New information supplied to my colleague, Deputy Mary Butler, has revealed that almost a third of nursing home upgrades announced in 2016 have missed their completion date. Once again we can see that the Government is big on promises but maybe behind the curve in the context of delivery. These upgraded, refurbished and new facilities are urgently needed so we can comply with HIQA standards around the country. I was personally disappointed that more investment was not attributed to the district hospital networks but I acknowledge the recent visit by a Minister of State, Deputy Jim Daly, to Belmullet hospital in County Mayo. I am a medical officer at the hospital. I have spoken about this matter many times in the Seanad. The district hospital networks play a vital role in the delivery of a modern healthcare service. They should not be seen as a relic of a bygone era. A failure to invest in the services provided at district and community hospital level is counterintuitive and counterproductive.

These hospitals play an important role in step-down facilities, preventing admissions to acute hospitals and facilitating discharges from the acute hospital sector. With appropriate investment in the community hospital network, we can facilitate respite care and GPs and public health nurses can admit patients to these facilities in order to prevent patients from having to go to acute hospital sectors. Many of these hospitals have palliative care beds. There are two at the hospital in Belmullet. These hospitals are a vital cog in a modern healthcare system.

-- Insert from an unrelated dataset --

PR #544, opened 2018-03-02
Upgrade autoprefixer to version 8 and update supported browser list

svillafe:
## Why are you doing this?

Upgrading `autoprefixer` to version 8. Since version 8 autoprefixier uses browserslist, a tool already used by preset-env. The [suggested way of specifying](https://github.com/ai/browserslist#queries) which browser a project supports for browserslits is stating that in `package.json`.  Our current coverage is [here](https://goo.gl/KnaeBn)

I welcome the developments in the mental health facility at Portrane. I worked as a senior house officer at Portrane when specialising in psychiatry. It is a fantastic facility, as it was back then, despite much of the negative connotations in the media coverage relating to the institution.I had a very fruitful six months there and met some great people. The new infrastructure in Portrane is welcome. I look forward to visiting it. I have visited the children's hospital. I was given a tour by BAM Ireland a few weeks ago. If the Government is interested in controlling costs, there must be a ground up policy. We must tackle the meltdown in our healthcare system. We must get a handle on spending and cost control to prevent the yearly ritual of announcing Supplementary Estimates.